I sighed. “Do we do this on the street, right now, Nina?”
“No. Right now we go into the store and act very civilized and enjoy the rarefied air, but we continue this after we’ve picked up your gift. What is it, anyway?”
To celebrate Dulcie’s lead in The Secret Garden, I’d ordered a monogrammed gold key on a chain, symbolizing the one Mary Lennox found that led her into the hidden space that had been abandoned for a decade.
“A necklace.”
We walked through the glass doors and into the quiet hush of the jewelry store. Little blue boxes from Tiffany, with their white satin ribbons, were a luxury that I wanted Dulcie to enjoy as much as I had when my father had given them to me. My sweet sixteen present, my high school graduation gift, my college graduation gift, had all come from Tiffany. As had my wedding ring. And Mitch’s. Dulcie’s baby rattle and her first baby cup.
Nina stood by while the salesman showed me the gold key, carefully pointing out the inscription on the back: the date of the opening along with “To Dulcie. Love, Mom and Dad.”
On our way back to the office, Nina and I stopped at an espresso bar, where we sat at a small table that had just been vacated. We ordered cappuccinos and small sandwiches.
“Okay, let’s get back to it,” she said after the waitress had left.
“Do we have to?”
She nodded.
“I don’t remember where we were,” I lied.
“I know you too well for that, Morgan. You have never forgotten where you were in an interrupted conversation in your life. What I asked was how you felt when Dulcie told you that she didn’t want you to go to Boston with her.”

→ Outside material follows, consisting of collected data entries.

PR #9765, opened 2024-10-07
aws - ec2 instance metadata defaults

### LINKED ISSUE #9756: Check or set EC2 metadata defaults
### Describe the feature

It would be useful to check or change account-level defaults for EC2 metadata options: https://aws.amazon.com/about-aws/whats-new/2024/03/set-imdsv2-default-new-instance-launches/

This _probably_ makes sense as a new filter & action pair on the `aws.account` resource. Perhaps `ec2-metadata-defaults` and `set-ec2-metadata-defaults`.

_No response_

mattheidelbaugh:
Closes #9756

### DIFF
--- a/c7n/resources/account.py
+++ b/c7n/resources/account.py
@@ -2562,13 +2562,14 @@ class SetEC2MetadataDefaults(BaseAction):
                       key: HttpTokens
                       value: absent
                 actions:
-                  - set-ec2-metadata-defaults
+                  - type: set-ec2-metadata-defaults
                     HttpTokens: required
 
     """
 
     schema = {
         'type': 'object',
+        'additionalProperties': False,
         'properties': {
             'type': {'enum': ['set-ec2-metadata-defaults']},
             'HttpTokens': {'enum': ['optional', 'required', 'no-preference']},
@@ -2577,6 +2578,8 @@ class SetEC2MetadataDefaults(BaseAction):
             'InstanceMetadataTags': {'enum': ['enabled', 'disabled', 'no-preference']},
         },
     }
+
+    permissions = ('ec2:ModifyInstanceMetadataDefaults',)
     service = 'ec2'
     shape = 'ModifyInstanceMetadataDefaultsRequest'
 
--- a/c7n/resources/account.py
+++ b/c7n/resources/account.py
@@ -2497,3 +2497,97 @@ class SetBedrockModelInvocationLogging(BaseAction):
             client.put_model_invocation_logging_configuration(loggingConfig=params)
         else:
             client.delete_model_invocation_logging_configuration()
+
+
+@filters.register('ec2-metadata-defaults')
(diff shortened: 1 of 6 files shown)


c7n/resources/account.py
```diff
@@ -2497,3 +2497,96 @@ def process(self, resources):
...
+
+    """
+
+    schema = type_schema(
+        'set-ec2-metadata-defaults',
+        HttpTokens={'enum': ['optional', 'required', 'no-preference']},
+        HttpPutResponseHopLimit={'type': 'integer'},
+        HttpEndpoint={'enum': ['enabled', 'disabled', 'no-preference']},
+        InstanceMetadataTags={'enum': ['enabled', 'disabled', 'no-preference']},
+    )
```
ajkerrigan, line 2576: There's a tension between hardcoding these property names/types/options here and trying to handle things at runtime with shape validation. As written this looks good today, but if we get a new parameter upstream policies won't be able to use it because this schema will cause the policy to fail a structure check before we even get to the shape validation below.

Other operations (like [the `update-trail` action](https://github.com/cloud-custodian/cloud-custodian/blob/41b6496cddba5fedf5f068eb435b85d2e849582c/c7n/resources/cloudtrail.py#L181-L197)) we leave the action schema deliberately loose. That's more flexible but makes `custodian schema` output less useful.

I've tried out a middle-ground option in https://github.com/mattheidelbaugh/cloud-custodian/pull/2 that tries to expand a class's schema property based on the shape data. In theory that makes things a bit more discoverable while _also_ having an operation's schema reflect the latest service model data.

...but it may not be a great idea, or the implementation could be flawed in some way I'm not seeing :sweat_smile: . Curious if you see any issues with the approach or have other ideas.

ajkerrigan (approved):
Thanks a lot for taking this on @mattheidelbaugh ! It looks good to me and mergeable as-is :+1: .

There's one thing my eye snagged on as I was reviewing and testing this, but it's a bigger question that I'd be OK pushing outside the scope of this PR.

c7n/resources/account.py
kapilt: while I agree there is a tension, its more about relevant for things that reasonable will have expansion or large in size. that's not always obvious in advance, but it does seem reasonable in this case that this set of attributes stays relevatively static due to the large surface area of interactions from any api utilizing program. as such, I'm good with this one as is.

kapilt (approved):
lgtm

c7n/resources/account.py
mattheidelbaugh: I love this idea.  I was wrestling with the same problem when I was implementing this.  The only issues I can see so far are:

I started to think. Nina interrupted.
“No, no thinking. Just tell me. Fast. How did you feel?”
“That she didn’t want me.”
“Who didn’t want you?”
“That my mother-” I stopped. Shocked. Even with everything I knew about psychoanalysis and with all the psychotherapy I’d had, I hadn’t made the connection myself.
“Dulcie going into acting is bringing more of your memories of your mother to the surface, isn’t it?”
My throat tightened. I nodded.
“She loved acting so much,” Nina said, her voice softening as she, too, thought about her old friend.
“I remember how she used to get dressed up to go to tryouts. I’d sit on the edge of the bathtub and watch her meticulously apply her makeup and spray on her perfume. I’d wait for her to come home, too. She was always so excited when she got back, telling me about everything that had happened and how sure she was about getting the role and that when she did, we’d move into a bigger apartment but…” I was remembering too much now and didn’t want to go on. I’d thought of something I’d never realized before. “Nina, she wasn’t going to tryouts, was she? She was going to bars, right? She was trying to pick up guys so they’d pay for her drinks and her drugs.”
She nodded.
“And they lived happily never after,” I said, repeating the line that had made my mother famous for a few heartbeats and that ultimately had done more damage than good, spoiling her for a life that would never live up to what it had been before. She’d been seduced by her brief stint at stardom and nothing ever came close: not her marriage, not her family, not her friends, not even me.
And I was letting my daughter step into that same spotlight.
I shuddered.
Nina took my hand. “Dulcie isn’t your mother, sweetie. She’s your daughter. And she has a mother. She has you.”